→ Dataset content:
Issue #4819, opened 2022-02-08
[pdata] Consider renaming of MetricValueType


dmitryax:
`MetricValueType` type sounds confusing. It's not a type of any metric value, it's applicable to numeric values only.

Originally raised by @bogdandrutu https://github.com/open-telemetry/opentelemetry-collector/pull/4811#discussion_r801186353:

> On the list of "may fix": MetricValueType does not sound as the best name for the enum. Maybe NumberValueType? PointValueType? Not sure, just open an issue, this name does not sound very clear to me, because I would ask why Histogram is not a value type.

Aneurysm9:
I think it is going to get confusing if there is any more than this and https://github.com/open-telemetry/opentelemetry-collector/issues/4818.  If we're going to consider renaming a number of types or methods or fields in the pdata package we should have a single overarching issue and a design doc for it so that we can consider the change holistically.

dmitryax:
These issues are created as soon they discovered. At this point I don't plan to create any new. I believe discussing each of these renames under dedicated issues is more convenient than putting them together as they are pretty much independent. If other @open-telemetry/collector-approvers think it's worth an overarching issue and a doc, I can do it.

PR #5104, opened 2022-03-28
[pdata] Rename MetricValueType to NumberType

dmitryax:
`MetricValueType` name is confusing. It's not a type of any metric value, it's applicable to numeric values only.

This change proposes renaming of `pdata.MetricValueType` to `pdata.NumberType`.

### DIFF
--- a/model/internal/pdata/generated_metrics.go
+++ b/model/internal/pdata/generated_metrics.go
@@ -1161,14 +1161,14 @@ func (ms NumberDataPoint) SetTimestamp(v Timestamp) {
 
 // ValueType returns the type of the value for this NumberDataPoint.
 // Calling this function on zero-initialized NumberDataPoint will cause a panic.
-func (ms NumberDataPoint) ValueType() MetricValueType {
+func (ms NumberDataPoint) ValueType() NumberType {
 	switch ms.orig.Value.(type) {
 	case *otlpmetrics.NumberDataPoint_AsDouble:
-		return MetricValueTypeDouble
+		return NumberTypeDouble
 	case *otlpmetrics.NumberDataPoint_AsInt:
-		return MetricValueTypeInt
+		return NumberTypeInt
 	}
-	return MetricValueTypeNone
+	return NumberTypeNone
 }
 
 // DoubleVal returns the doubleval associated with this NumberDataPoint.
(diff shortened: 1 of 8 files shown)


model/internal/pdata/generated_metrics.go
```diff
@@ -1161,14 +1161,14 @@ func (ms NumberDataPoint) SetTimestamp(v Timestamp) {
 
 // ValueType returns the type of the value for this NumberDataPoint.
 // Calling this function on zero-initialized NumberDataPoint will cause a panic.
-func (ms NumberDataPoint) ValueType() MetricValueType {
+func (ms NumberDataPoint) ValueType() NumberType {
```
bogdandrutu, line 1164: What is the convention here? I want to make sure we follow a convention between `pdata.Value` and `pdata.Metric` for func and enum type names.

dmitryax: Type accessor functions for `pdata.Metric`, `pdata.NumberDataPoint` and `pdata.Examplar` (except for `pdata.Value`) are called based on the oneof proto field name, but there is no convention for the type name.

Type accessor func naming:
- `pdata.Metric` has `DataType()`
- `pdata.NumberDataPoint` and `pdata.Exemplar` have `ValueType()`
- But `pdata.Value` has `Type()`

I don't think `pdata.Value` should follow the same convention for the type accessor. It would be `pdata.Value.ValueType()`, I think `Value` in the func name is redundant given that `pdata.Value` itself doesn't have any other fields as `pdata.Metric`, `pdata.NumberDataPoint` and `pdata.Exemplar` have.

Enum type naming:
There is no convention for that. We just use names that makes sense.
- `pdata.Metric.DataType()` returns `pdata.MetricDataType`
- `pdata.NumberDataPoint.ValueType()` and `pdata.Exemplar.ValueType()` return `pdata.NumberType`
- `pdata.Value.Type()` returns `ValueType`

→ What to produce:
Where the word "accessor" shows up in a line of the listing, return that line.

→ Solution to this task:
dmitryax: Type accessor functions for `pdata.Metric`, `pdata.NumberDataPoint` and `pdata.Examplar` (except for `pdata.Value`) are called based on the oneof proto field name, but there is no convention for the type name.
Type accessor func naming:
I don't think `pdata.Value` should follow the same convention for the type accessor. It would be `pdata.Value.ValueType()`, I think `Value` in the func name is redundant given that `pdata.Value` itself doesn't have any other fields as `pdata.Metric`, `pdata.NumberDataPoint` and `pdata.Exemplar` have.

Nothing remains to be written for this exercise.